## Exercise directions
All lines holding the word "buildAndEncodeElem" are to be copied from the records beneath.

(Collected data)
-*-*-

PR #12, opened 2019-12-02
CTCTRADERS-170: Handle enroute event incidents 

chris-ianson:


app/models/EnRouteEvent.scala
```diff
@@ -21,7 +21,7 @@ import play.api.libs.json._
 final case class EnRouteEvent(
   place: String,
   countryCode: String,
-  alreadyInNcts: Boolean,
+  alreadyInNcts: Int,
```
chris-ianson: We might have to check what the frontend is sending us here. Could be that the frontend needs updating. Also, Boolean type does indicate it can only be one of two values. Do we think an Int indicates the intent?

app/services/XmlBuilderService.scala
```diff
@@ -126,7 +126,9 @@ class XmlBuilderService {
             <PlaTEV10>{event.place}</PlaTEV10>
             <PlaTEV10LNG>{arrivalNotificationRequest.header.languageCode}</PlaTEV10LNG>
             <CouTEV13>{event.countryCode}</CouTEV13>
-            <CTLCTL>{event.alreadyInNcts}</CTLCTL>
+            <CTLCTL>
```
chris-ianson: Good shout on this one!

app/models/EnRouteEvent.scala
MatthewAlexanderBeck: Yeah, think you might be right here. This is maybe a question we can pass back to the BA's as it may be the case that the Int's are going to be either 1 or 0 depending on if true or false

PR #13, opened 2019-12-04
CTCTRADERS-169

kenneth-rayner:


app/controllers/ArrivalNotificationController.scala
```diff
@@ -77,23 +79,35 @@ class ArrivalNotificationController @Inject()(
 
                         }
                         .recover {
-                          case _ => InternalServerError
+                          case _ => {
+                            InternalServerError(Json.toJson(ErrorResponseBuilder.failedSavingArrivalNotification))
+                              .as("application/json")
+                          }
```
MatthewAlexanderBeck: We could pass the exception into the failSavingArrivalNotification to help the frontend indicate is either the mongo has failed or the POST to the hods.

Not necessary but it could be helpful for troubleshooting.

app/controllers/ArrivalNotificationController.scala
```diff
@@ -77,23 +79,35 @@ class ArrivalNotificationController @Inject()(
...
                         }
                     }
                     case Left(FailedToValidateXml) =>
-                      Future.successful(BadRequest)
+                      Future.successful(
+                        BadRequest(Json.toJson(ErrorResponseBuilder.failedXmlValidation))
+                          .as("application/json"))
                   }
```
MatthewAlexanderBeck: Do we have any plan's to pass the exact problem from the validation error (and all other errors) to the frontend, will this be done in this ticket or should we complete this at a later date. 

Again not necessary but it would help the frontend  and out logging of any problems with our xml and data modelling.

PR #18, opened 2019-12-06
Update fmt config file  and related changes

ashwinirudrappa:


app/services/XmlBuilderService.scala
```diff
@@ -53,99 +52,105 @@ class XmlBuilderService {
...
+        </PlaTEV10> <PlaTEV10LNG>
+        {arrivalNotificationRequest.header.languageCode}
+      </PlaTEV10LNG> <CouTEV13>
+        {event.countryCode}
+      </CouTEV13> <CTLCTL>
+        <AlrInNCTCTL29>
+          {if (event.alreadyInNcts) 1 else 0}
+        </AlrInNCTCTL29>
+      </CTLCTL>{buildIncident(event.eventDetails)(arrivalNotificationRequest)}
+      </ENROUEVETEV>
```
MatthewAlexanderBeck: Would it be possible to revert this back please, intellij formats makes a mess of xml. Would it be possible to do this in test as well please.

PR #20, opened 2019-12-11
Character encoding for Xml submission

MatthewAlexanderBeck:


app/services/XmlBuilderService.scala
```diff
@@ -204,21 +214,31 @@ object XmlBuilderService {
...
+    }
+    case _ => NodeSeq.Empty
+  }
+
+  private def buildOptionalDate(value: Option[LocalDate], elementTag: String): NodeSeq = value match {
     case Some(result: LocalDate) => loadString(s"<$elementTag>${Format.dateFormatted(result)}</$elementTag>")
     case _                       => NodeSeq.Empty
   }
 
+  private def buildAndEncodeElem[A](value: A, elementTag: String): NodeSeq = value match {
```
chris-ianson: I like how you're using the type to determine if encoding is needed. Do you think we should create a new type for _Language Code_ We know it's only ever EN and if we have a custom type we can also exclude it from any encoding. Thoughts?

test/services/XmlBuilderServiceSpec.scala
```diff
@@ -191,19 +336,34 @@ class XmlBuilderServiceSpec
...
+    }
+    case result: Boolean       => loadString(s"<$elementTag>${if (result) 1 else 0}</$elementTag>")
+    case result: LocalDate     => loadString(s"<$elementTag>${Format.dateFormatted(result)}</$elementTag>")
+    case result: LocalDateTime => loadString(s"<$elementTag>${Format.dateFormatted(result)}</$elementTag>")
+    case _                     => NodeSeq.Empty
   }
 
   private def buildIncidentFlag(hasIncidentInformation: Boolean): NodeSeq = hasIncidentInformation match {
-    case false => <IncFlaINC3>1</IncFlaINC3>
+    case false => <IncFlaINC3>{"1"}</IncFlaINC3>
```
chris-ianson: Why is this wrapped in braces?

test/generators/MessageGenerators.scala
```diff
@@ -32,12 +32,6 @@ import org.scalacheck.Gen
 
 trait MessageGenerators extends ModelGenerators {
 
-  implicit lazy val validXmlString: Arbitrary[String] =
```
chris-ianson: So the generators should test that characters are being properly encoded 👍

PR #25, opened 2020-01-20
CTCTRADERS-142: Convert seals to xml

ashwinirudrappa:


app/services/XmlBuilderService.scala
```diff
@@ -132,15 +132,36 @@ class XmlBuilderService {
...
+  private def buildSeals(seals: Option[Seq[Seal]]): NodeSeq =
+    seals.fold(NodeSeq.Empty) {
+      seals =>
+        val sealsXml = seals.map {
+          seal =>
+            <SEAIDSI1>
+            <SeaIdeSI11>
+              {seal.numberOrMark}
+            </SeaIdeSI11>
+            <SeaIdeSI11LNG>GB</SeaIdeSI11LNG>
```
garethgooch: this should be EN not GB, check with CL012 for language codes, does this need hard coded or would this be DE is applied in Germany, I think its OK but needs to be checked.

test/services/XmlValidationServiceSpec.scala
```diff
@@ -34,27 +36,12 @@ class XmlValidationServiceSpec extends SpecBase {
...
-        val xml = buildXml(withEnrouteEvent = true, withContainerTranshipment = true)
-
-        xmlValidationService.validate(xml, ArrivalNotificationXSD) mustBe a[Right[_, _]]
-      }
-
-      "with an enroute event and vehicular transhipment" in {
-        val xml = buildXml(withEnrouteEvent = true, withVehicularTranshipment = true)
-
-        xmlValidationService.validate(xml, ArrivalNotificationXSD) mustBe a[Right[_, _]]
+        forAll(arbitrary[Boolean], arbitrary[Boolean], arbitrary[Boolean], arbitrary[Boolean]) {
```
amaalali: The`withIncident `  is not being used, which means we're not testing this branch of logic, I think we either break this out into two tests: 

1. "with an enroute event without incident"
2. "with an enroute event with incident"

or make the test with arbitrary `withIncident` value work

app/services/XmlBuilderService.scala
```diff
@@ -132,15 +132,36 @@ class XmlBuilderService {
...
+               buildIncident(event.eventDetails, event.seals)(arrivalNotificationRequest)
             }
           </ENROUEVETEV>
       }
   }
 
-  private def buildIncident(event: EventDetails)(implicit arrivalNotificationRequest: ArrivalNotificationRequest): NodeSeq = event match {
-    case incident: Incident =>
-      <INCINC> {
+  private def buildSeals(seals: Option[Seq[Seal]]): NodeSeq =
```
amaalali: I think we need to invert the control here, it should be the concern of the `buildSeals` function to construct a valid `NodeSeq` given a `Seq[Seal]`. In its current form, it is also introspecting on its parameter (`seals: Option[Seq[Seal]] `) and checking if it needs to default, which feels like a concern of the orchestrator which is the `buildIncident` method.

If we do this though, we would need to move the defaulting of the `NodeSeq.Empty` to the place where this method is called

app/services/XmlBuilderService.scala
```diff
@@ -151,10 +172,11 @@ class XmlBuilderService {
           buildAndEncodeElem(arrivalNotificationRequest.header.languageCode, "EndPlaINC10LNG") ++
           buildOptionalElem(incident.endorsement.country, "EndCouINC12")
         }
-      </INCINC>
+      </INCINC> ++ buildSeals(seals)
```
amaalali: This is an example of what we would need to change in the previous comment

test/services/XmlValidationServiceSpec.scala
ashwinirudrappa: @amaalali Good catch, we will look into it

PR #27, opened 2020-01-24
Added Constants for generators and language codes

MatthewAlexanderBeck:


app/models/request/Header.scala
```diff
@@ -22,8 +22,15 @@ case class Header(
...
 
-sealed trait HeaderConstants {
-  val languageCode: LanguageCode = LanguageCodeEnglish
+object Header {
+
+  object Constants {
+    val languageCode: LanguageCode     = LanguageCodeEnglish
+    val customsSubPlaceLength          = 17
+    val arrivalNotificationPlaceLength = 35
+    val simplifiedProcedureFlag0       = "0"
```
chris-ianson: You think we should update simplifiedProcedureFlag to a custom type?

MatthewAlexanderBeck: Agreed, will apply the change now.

-*-*-

## Output of the task
+  private def buildAndEncodeElem[A](value: A, elementTag: String): NodeSeq = value match {
           buildAndEncodeElem(arrivalNotificationRequest.header.languageCode, "EndPlaINC10LNG") ++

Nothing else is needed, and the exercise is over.